What you need to do>
Lines from the entries below that hold "Promise" form the answer; copy all of them.

────────

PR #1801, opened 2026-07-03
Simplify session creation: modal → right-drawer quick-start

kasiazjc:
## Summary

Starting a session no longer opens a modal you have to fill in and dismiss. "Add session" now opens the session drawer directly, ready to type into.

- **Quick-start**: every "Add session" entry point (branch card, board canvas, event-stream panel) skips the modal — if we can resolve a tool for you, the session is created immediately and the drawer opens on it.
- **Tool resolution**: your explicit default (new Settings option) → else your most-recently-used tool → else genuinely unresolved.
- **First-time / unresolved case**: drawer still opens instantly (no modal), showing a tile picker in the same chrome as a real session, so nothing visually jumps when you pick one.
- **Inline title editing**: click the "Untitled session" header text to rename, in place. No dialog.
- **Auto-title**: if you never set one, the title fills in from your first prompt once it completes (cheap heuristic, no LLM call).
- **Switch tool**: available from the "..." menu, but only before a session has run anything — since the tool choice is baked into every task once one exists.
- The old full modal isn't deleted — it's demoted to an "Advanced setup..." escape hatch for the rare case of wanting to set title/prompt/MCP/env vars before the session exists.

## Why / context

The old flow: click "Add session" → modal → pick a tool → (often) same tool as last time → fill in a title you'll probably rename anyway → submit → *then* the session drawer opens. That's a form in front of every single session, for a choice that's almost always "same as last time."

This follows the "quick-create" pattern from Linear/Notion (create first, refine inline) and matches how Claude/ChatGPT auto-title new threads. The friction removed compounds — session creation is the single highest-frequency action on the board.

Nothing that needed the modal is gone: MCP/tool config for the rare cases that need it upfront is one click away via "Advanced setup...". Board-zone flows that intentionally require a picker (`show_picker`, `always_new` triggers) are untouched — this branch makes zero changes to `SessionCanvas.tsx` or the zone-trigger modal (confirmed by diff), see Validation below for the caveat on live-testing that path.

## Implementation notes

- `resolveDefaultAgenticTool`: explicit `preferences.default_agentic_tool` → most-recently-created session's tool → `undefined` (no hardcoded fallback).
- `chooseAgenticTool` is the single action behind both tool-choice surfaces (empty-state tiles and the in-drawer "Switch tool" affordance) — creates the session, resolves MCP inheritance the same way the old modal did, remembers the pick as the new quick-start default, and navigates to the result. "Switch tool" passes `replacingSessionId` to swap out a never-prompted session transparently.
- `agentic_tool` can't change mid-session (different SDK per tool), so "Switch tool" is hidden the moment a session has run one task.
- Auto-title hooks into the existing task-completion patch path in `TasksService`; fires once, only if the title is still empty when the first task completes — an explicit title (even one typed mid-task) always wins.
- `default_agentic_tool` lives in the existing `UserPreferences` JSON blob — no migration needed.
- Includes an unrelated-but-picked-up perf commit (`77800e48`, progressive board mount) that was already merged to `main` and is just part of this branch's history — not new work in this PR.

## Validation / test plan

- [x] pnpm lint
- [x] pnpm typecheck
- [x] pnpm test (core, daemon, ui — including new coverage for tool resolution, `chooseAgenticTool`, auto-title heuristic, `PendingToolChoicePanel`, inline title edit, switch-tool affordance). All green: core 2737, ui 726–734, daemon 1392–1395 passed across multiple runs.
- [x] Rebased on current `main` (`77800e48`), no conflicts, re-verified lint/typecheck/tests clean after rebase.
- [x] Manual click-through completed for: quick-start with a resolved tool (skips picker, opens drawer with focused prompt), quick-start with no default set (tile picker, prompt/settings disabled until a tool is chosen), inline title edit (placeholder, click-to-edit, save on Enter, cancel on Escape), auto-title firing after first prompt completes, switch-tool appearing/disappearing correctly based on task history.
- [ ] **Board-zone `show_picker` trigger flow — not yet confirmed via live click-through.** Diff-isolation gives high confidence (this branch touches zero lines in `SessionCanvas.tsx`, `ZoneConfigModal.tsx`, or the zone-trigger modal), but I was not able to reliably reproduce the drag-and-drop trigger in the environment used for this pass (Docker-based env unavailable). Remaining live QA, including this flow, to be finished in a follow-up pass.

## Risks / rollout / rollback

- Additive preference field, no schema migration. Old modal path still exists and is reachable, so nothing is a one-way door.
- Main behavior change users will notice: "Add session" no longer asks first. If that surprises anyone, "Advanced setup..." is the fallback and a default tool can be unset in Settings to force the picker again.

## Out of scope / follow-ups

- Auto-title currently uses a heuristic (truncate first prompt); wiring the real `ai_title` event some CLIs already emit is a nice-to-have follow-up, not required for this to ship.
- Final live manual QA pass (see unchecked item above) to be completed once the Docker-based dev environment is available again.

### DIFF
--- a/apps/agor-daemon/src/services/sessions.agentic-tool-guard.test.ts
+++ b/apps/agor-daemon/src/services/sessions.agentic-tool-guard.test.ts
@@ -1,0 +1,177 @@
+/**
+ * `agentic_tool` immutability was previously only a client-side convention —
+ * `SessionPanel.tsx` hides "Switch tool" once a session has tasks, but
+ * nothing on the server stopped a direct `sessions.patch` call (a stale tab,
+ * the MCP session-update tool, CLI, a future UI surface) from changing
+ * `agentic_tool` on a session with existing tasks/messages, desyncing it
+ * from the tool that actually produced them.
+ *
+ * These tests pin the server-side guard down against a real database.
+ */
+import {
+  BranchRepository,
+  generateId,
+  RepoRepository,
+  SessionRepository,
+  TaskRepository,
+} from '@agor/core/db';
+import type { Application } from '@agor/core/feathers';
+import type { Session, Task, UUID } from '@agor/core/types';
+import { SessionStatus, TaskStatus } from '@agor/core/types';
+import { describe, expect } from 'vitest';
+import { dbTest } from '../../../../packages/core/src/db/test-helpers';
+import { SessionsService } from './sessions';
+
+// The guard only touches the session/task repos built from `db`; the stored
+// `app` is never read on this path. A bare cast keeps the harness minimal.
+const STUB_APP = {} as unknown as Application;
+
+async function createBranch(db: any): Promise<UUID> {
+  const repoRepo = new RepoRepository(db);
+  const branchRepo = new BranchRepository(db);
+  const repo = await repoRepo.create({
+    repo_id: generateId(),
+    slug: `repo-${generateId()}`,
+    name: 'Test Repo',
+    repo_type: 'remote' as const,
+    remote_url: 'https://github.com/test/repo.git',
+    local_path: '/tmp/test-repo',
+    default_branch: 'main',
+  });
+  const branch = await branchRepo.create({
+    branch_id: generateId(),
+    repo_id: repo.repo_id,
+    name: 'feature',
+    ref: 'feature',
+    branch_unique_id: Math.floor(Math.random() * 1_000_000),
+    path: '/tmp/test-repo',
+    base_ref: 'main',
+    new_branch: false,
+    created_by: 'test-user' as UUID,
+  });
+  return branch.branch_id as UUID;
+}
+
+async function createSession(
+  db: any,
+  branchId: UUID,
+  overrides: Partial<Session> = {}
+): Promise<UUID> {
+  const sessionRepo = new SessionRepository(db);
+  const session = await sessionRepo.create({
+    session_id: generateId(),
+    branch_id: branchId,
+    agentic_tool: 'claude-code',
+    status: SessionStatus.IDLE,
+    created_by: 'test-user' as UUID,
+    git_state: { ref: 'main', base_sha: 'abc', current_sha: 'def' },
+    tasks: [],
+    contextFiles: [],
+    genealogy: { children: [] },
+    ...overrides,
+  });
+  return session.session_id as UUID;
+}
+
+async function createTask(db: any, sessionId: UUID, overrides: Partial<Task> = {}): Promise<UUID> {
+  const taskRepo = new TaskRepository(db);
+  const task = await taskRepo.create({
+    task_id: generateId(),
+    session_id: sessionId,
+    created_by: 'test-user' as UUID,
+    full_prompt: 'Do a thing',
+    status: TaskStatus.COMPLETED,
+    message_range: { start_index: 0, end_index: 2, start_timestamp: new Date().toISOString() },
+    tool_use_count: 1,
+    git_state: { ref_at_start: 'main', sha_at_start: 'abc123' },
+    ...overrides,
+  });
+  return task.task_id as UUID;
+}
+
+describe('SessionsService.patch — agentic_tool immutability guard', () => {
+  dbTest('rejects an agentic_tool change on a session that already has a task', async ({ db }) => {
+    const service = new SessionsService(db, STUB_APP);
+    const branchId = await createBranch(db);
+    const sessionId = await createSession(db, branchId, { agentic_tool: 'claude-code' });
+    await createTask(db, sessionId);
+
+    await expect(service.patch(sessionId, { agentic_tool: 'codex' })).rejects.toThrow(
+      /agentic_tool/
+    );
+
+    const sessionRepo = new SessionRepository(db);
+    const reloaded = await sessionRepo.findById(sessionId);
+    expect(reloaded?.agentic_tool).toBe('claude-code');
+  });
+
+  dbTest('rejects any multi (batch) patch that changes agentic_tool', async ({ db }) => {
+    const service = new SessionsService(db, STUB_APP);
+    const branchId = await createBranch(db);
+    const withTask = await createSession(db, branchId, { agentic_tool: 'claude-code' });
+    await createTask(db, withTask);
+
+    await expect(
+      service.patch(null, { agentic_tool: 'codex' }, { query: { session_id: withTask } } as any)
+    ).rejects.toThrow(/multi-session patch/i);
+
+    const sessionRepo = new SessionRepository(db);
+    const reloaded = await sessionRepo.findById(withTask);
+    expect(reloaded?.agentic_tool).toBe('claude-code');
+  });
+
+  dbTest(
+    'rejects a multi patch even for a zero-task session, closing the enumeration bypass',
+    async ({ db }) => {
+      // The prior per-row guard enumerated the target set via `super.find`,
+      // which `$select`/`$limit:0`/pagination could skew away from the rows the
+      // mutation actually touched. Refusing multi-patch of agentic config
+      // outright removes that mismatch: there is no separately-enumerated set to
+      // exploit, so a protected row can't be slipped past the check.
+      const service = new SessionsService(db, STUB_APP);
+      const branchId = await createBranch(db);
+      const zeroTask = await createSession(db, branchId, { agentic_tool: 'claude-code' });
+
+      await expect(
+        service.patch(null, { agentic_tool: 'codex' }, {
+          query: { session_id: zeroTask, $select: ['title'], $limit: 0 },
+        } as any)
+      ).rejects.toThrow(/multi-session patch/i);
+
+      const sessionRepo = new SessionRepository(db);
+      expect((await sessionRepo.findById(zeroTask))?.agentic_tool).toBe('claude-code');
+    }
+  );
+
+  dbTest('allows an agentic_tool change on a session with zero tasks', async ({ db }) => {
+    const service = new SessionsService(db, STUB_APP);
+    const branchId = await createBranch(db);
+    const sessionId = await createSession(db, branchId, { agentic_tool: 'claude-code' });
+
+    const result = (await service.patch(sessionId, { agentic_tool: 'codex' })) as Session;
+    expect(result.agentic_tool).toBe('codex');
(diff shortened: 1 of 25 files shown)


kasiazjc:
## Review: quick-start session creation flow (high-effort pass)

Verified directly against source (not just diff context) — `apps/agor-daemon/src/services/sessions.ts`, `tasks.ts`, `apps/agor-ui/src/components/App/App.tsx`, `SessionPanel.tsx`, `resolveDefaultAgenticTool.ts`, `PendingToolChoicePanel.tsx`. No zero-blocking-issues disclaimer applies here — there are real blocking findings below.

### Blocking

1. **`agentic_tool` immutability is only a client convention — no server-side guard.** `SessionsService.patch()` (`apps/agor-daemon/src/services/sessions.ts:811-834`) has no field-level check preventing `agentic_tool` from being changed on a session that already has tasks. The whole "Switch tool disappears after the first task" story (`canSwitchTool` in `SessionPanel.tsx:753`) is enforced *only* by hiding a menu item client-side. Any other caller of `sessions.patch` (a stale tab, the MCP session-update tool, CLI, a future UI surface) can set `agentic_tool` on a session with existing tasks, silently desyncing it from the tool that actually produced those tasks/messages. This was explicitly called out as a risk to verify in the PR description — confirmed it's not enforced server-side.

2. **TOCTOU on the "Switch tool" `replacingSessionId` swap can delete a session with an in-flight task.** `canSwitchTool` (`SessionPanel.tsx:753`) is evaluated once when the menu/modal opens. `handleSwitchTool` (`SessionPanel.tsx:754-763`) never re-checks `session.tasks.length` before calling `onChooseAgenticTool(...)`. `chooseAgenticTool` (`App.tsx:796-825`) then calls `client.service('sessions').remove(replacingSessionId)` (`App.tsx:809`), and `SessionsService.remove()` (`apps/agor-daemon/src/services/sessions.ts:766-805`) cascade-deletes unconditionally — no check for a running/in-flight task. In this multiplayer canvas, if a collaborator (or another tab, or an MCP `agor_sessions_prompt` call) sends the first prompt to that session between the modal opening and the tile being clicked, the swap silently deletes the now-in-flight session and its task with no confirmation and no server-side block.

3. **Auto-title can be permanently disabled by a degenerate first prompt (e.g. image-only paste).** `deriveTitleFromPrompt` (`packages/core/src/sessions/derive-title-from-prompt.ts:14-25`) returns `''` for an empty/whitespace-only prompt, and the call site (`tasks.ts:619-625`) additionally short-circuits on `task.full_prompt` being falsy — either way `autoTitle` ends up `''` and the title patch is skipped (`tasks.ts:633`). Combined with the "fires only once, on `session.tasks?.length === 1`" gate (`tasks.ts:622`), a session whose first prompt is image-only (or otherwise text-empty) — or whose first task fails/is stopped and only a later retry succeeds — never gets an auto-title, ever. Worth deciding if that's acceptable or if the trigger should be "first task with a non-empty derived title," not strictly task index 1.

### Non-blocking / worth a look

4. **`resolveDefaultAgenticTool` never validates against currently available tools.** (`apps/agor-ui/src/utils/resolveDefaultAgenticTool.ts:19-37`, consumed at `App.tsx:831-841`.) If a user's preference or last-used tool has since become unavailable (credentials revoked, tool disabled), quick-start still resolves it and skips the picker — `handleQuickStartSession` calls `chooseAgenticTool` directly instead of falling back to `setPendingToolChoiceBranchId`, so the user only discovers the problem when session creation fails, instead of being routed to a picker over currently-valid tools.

────────

Solution for this task>
+async function createBranch(db: any): Promise<UUID> {
+): Promise<UUID> {
+async function createTask(db: any, sessionId: UUID, overrides: Partial<Task> = {}): Promise<UUID> {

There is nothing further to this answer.